[[ Stored data, beginning ]]
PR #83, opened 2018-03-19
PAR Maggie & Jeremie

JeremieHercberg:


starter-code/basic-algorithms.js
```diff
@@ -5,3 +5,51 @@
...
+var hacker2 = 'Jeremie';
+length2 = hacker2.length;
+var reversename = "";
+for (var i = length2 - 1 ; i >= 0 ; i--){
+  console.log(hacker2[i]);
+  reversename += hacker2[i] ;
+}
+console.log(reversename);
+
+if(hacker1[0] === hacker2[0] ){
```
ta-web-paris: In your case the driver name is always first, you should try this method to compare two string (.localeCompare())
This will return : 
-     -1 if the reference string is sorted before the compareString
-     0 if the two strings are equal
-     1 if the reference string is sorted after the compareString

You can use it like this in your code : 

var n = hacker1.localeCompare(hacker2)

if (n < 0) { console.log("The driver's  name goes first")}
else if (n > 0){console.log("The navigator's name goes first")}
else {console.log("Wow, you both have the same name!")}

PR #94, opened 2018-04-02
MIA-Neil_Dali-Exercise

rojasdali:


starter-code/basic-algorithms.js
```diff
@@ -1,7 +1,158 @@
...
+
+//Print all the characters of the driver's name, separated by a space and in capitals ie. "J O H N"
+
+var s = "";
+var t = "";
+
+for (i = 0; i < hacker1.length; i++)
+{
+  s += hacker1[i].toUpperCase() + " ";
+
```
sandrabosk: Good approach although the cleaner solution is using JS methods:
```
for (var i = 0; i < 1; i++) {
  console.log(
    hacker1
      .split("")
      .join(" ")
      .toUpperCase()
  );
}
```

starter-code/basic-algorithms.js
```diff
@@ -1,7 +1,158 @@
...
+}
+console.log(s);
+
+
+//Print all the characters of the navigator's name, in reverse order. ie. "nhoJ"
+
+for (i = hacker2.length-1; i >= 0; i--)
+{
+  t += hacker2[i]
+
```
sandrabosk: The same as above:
[[ Stored data, end ]]
[[ Stored data, beginning ]]
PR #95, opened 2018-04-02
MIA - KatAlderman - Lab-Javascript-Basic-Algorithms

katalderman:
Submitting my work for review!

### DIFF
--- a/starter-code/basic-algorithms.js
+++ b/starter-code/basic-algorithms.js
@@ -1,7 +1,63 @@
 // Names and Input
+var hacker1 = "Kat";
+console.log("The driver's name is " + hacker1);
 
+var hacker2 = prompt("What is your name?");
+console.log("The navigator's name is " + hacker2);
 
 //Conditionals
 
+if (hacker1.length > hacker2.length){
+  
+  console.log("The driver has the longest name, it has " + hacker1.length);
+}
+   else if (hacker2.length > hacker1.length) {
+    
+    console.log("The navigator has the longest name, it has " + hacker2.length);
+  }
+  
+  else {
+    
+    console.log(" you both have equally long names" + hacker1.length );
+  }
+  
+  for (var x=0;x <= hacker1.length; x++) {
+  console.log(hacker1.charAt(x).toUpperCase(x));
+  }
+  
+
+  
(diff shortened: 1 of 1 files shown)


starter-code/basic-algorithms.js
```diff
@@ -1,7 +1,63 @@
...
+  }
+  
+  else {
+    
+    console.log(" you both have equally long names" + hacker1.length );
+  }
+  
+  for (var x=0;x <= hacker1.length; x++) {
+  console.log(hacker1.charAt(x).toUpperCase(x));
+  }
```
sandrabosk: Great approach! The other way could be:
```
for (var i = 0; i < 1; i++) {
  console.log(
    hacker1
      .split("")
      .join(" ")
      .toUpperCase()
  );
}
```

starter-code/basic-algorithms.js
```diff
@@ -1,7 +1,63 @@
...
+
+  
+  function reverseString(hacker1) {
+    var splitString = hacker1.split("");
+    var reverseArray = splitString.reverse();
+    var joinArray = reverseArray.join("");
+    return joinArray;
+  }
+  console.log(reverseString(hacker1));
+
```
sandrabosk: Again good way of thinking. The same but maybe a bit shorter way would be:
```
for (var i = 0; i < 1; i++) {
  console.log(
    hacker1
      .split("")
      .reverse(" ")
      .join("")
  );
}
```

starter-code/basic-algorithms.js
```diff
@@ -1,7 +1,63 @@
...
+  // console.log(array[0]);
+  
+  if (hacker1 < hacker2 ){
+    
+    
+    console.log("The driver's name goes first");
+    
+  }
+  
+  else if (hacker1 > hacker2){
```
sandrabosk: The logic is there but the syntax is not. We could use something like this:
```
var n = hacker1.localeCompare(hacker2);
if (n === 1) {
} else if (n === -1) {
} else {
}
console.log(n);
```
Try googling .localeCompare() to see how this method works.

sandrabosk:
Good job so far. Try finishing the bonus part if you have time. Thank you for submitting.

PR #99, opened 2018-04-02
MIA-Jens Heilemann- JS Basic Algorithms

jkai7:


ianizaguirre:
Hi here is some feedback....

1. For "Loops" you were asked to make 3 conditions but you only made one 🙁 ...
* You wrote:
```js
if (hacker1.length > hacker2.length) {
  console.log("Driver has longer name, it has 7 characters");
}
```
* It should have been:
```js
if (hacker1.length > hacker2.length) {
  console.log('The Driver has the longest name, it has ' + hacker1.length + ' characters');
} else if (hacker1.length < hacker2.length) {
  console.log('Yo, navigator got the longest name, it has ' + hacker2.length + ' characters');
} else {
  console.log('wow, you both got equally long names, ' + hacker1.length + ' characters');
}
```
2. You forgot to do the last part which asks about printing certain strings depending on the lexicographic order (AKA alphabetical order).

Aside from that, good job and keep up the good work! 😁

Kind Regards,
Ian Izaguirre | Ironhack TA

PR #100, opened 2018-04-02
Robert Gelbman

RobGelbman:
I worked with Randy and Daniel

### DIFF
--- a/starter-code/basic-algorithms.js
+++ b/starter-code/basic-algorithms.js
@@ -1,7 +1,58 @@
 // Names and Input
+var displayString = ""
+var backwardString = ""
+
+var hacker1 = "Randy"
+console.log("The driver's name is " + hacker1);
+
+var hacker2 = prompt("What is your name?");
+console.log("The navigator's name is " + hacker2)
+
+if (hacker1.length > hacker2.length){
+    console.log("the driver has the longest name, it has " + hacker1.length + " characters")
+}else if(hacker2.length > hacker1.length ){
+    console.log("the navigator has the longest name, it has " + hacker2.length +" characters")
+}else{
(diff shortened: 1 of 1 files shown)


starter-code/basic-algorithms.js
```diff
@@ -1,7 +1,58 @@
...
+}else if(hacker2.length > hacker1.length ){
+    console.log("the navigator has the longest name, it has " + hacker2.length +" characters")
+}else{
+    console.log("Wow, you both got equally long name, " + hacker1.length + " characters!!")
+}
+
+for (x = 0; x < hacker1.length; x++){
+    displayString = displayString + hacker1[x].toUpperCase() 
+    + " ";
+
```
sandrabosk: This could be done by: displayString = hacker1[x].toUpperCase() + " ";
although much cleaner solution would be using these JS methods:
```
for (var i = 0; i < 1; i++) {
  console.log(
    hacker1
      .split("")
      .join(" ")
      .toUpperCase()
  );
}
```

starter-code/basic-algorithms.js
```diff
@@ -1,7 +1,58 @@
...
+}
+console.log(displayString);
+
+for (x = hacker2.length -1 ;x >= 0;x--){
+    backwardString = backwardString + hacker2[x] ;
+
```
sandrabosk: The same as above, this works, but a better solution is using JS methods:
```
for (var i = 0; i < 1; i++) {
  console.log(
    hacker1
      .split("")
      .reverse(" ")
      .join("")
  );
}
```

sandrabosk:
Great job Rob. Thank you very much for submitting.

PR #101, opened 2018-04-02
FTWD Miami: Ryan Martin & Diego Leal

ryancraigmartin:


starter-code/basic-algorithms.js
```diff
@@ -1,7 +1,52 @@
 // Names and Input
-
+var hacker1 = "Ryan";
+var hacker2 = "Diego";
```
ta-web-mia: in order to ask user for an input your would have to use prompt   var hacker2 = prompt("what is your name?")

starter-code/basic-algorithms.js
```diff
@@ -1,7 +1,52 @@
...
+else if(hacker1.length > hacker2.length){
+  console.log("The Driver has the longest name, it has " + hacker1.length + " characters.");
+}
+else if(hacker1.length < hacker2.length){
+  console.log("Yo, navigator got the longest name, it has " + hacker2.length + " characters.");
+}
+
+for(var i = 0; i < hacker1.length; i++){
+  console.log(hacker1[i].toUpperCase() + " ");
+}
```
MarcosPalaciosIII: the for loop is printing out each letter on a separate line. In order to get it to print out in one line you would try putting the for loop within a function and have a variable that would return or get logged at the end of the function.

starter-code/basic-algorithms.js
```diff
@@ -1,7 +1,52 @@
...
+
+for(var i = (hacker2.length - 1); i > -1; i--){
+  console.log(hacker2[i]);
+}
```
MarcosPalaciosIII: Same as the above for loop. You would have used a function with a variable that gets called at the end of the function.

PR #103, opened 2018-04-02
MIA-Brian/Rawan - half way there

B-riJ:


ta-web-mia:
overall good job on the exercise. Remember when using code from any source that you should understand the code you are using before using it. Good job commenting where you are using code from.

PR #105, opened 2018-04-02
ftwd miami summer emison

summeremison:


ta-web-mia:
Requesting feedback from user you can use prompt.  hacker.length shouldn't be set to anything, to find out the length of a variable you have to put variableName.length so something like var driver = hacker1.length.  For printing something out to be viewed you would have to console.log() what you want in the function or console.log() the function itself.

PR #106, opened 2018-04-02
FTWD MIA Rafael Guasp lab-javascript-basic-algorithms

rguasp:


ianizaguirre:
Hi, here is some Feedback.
[[ Stored data, end ]]
Reproduce exactly, and with no other material, the lines between those holding "MarcosPalaciosIII: Same as" and "Hi, here is some Feedback.", inclusive.

MarcosPalaciosIII: Same as the above for loop. You would have used a function with a variable that gets called at the end of the function.

PR #103, opened 2018-04-02
MIA-Brian/Rawan - half way there

B-riJ:


ta-web-mia:
overall good job on the exercise. Remember when using code from any source that you should understand the code you are using before using it. Good job commenting where you are using code from.

PR #105, opened 2018-04-02
ftwd miami summer emison

summeremison:


ta-web-mia:
Requesting feedback from user you can use prompt.  hacker.length shouldn't be set to anything, to find out the length of a variable you have to put variableName.length so something like var driver = hacker1.length.  For printing something out to be viewed you would have to console.log() what you want in the function or console.log() the function itself.

PR #106, opened 2018-04-02
FTWD MIA Rafael Guasp lab-javascript-basic-algorithms

rguasp:


ianizaguirre:
Hi, here is some Feedback.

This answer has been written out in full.